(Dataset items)
- - - - -
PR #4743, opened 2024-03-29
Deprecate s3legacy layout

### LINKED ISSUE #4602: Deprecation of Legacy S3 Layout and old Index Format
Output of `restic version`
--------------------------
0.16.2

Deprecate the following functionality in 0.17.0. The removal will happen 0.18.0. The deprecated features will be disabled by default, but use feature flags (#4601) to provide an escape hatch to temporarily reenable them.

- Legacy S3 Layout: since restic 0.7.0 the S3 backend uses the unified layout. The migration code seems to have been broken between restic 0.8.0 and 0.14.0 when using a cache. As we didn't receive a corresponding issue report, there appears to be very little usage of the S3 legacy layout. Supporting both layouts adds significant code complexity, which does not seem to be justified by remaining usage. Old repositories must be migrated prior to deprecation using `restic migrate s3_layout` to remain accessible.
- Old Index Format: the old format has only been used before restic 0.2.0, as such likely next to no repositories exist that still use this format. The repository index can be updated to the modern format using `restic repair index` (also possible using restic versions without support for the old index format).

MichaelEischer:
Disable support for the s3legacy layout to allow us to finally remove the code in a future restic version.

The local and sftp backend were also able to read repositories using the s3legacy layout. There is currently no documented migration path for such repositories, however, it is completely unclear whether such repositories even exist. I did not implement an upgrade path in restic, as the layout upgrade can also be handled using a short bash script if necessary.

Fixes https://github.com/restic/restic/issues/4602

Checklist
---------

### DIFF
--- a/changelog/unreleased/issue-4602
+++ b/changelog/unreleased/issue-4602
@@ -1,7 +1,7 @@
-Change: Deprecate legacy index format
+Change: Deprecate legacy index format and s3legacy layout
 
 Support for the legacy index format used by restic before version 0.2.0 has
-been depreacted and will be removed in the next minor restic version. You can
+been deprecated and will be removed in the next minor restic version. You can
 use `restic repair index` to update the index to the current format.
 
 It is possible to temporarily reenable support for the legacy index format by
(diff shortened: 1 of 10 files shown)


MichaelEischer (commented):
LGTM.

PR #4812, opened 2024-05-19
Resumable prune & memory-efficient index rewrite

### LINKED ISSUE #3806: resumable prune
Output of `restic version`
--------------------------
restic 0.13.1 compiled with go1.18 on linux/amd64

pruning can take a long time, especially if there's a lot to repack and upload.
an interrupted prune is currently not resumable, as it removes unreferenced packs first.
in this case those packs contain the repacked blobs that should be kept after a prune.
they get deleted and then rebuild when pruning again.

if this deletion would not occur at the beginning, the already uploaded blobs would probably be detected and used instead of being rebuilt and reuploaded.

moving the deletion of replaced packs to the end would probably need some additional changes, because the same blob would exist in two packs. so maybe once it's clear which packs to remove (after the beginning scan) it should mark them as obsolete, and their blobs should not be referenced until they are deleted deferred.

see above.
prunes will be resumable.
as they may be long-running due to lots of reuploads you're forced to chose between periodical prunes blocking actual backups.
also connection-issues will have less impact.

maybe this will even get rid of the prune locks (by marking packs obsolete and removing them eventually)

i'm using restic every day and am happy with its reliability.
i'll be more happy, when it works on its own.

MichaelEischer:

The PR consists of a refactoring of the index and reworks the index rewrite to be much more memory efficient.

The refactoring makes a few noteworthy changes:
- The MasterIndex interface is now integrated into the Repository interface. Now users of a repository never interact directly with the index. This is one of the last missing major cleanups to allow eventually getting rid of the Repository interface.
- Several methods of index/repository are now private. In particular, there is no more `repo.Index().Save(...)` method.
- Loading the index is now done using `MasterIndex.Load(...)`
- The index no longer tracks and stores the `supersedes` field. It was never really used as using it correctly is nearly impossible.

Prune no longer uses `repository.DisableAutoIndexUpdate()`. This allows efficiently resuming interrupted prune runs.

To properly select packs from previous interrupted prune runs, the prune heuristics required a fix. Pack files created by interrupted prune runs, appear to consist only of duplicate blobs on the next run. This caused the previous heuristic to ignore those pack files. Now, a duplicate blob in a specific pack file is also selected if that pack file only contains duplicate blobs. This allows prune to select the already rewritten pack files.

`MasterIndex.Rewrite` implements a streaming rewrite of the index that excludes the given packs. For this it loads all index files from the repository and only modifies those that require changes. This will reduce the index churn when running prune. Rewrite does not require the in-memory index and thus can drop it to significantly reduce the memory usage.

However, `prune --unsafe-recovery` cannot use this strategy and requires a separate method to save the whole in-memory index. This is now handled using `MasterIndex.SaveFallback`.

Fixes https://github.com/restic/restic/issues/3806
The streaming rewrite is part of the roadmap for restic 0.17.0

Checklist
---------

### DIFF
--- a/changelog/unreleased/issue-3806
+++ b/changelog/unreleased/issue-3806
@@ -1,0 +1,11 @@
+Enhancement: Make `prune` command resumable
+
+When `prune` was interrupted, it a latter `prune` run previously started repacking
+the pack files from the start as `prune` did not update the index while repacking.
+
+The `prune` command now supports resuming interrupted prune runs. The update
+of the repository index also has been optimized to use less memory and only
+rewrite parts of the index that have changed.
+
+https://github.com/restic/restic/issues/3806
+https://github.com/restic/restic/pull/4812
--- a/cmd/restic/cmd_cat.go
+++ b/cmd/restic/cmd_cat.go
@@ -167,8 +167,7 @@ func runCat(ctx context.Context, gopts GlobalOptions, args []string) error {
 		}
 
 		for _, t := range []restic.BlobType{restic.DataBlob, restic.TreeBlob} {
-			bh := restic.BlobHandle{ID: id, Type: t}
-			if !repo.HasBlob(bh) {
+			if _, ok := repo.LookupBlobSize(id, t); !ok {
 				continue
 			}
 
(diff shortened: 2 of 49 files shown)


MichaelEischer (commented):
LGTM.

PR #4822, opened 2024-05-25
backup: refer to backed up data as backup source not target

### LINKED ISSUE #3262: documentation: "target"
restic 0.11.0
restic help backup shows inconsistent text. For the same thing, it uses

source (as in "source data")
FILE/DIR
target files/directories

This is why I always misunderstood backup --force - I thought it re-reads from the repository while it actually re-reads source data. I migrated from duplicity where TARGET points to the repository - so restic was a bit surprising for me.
- - - - -
Work item:
Above are the records; from them, give again exactly the lines from the one containing "To properly select" to the one containing "-1,0 +1,11 @@", both lines included, and nothing more.

Output of the task:
To properly select packs from previous interrupted prune runs, the prune heuristics required a fix. Pack files created by interrupted prune runs, appear to consist only of duplicate blobs on the next run. This caused the previous heuristic to ignore those pack files. Now, a duplicate blob in a specific pack file is also selected if that pack file only contains duplicate blobs. This allows prune to select the already rewritten pack files.

`MasterIndex.Rewrite` implements a streaming rewrite of the index that excludes the given packs. For this it loads all index files from the repository and only modifies those that require changes. This will reduce the index churn when running prune. Rewrite does not require the in-memory index and thus can drop it to significantly reduce the memory usage.

However, `prune --unsafe-recovery` cannot use this strategy and requires a separate method to save the whole in-memory index. This is now handled using `MasterIndex.SaveFallback`.

Fixes https://github.com/restic/restic/issues/3806
The streaming rewrite is part of the roadmap for restic 0.17.0

Checklist
---------

### DIFF
--- a/changelog/unreleased/issue-3806
+++ b/changelog/unreleased/issue-3806
@@ -1,0 +1,11 @@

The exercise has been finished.